Exercise inputs =>
"""
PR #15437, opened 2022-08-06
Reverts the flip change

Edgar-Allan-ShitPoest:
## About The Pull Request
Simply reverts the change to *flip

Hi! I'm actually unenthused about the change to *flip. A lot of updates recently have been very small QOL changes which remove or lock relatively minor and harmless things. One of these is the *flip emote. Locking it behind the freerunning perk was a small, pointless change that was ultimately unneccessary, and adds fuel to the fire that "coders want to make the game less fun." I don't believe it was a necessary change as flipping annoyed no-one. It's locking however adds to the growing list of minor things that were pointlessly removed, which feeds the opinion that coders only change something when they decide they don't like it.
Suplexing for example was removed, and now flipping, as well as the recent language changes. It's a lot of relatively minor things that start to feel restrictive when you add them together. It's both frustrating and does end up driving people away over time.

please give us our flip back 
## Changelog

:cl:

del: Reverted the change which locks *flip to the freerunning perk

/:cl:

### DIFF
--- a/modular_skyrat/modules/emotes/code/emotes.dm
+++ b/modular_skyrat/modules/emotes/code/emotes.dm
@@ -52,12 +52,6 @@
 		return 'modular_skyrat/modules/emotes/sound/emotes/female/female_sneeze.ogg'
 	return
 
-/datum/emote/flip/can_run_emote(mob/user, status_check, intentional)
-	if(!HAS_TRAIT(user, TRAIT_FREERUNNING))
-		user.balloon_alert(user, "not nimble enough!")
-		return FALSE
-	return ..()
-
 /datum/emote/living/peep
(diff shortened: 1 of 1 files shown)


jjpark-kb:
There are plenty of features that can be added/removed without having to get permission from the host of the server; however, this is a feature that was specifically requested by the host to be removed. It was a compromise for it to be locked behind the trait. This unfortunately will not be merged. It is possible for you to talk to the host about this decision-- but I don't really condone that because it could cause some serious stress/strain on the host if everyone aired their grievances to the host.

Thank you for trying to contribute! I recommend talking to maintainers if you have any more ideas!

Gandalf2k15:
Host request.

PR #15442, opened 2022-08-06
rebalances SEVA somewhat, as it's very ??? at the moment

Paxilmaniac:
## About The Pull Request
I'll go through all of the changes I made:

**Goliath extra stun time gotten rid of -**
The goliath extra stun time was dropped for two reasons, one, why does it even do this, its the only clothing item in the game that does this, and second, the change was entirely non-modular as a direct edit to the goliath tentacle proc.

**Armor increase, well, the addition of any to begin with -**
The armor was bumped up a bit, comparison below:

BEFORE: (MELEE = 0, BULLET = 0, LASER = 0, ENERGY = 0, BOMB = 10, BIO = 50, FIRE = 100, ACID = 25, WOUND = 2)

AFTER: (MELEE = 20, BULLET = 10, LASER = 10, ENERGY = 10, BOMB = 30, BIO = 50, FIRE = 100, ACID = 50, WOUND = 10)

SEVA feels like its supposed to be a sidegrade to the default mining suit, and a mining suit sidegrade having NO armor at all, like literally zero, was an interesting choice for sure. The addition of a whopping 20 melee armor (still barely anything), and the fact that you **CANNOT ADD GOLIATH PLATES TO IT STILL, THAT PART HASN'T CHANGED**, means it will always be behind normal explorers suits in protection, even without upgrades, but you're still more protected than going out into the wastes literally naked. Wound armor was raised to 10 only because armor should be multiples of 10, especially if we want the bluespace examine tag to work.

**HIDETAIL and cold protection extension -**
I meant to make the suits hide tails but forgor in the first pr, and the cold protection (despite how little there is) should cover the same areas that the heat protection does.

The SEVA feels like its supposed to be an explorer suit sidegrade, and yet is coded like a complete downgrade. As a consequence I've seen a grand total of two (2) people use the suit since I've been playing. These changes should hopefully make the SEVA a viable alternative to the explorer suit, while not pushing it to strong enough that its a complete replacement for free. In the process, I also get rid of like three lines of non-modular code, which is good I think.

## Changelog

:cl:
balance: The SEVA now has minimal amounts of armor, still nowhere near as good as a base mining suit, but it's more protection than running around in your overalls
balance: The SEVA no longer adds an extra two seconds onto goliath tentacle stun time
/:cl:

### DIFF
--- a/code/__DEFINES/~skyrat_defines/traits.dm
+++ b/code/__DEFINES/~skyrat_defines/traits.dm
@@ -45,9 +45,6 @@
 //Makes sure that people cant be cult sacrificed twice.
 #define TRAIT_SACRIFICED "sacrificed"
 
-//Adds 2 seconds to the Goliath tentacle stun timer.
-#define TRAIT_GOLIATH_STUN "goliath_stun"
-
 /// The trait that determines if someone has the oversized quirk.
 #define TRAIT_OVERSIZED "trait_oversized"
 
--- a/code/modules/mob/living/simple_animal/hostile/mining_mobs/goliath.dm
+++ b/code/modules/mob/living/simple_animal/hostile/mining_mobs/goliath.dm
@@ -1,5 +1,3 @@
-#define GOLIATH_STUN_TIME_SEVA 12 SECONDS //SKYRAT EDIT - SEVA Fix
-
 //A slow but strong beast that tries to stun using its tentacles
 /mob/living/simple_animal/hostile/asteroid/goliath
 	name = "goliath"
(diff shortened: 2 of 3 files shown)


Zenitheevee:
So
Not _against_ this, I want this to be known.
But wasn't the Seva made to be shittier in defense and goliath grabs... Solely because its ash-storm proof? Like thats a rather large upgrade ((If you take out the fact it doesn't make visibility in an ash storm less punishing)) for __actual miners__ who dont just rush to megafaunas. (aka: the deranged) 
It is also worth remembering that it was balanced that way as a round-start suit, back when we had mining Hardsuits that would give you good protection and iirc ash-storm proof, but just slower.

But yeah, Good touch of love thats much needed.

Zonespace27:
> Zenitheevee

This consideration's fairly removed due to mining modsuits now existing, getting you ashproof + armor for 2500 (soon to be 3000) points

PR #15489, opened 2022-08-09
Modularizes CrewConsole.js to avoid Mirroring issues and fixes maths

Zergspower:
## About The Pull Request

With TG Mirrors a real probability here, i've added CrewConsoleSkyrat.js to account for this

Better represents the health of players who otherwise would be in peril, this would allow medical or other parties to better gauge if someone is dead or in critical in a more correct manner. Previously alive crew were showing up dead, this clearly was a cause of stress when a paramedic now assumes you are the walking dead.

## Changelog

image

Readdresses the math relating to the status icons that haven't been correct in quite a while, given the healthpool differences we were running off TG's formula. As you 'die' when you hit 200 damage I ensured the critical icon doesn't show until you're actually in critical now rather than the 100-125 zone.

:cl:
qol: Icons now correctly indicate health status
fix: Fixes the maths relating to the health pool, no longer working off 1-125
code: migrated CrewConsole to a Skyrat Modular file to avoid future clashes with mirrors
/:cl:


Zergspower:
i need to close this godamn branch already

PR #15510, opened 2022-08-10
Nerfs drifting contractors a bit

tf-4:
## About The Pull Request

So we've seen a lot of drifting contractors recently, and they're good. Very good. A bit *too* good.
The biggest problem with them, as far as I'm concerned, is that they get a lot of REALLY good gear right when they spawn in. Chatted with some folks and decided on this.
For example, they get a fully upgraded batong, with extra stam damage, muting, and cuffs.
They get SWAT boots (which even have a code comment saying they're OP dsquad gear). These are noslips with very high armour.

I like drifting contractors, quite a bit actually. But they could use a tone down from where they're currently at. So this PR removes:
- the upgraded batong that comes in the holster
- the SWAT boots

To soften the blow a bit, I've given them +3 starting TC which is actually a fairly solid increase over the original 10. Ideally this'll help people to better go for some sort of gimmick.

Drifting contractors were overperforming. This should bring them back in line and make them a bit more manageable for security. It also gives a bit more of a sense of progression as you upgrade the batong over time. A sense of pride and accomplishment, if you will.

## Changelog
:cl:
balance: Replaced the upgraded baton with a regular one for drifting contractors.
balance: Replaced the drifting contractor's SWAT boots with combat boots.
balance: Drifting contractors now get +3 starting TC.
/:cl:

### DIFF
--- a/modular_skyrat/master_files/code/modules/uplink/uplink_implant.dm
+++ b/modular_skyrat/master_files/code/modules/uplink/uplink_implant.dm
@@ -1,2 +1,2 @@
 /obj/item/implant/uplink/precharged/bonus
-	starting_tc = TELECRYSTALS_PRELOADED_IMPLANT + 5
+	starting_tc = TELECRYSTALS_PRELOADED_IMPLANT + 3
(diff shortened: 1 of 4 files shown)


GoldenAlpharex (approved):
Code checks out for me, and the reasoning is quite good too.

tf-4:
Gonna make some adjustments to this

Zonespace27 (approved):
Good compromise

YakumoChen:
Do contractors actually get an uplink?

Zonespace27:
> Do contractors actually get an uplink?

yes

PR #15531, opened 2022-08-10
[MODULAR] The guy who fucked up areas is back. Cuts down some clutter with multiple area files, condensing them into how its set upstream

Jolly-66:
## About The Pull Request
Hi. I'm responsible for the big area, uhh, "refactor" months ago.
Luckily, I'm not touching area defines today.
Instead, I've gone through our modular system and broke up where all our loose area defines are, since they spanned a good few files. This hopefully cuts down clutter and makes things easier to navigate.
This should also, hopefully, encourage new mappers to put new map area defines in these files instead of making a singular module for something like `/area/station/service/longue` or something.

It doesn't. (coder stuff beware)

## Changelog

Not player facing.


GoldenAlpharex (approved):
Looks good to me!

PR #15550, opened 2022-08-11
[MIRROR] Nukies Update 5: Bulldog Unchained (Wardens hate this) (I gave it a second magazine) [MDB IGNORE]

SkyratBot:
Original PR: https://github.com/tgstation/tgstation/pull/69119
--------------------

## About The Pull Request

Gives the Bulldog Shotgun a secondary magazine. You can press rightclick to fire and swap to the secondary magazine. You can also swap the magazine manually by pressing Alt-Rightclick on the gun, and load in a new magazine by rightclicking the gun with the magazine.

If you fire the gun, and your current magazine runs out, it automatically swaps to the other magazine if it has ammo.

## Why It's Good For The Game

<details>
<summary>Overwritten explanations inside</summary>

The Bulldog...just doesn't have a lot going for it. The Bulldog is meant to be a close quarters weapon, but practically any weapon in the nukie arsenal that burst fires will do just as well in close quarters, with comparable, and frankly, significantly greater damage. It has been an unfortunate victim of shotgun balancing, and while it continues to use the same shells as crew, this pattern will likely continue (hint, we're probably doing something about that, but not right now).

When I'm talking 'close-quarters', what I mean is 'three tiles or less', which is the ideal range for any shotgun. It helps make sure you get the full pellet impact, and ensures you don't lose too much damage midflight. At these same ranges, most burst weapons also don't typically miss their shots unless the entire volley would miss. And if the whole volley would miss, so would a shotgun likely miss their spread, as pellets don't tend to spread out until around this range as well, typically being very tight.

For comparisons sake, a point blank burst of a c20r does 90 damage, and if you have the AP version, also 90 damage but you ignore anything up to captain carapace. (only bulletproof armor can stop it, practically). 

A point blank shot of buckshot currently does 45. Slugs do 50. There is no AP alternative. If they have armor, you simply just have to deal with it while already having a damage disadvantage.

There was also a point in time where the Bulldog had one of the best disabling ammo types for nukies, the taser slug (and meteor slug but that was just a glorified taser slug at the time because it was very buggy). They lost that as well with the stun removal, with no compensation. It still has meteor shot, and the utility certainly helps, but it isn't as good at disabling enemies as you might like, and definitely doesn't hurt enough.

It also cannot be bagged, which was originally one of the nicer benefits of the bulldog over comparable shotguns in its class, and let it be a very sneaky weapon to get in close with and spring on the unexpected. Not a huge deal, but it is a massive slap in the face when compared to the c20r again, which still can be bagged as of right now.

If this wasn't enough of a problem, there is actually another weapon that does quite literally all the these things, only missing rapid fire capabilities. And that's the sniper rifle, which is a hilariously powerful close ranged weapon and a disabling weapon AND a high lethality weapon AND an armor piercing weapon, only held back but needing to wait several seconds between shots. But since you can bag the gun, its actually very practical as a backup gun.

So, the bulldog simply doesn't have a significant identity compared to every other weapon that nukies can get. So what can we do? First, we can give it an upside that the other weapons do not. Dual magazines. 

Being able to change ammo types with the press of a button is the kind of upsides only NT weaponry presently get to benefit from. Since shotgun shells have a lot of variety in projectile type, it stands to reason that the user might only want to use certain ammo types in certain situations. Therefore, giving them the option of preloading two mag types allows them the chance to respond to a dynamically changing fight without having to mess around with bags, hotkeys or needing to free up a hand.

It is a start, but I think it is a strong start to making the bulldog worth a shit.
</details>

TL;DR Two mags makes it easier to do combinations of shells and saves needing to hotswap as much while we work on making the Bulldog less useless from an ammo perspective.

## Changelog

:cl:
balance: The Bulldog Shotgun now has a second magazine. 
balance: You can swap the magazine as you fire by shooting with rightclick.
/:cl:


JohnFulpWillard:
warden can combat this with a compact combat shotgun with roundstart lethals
"""
Work task =>
Every line with the string "could" in the material should be returned.

Output for this exercise =>
There are plenty of features that can be added/removed without having to get permission from the host of the server; however, this is a feature that was specifically requested by the host to be removed. It was a compromise for it to be locked behind the trait. This unfortunately will not be merged. It is possible for you to talk to the host about this decision-- but I don't really condone that because it could cause some serious stress/strain on the host if everyone aired their grievances to the host.
I like drifting contractors, quite a bit actually. But they could use a tone down from where they're currently at. So this PR removes:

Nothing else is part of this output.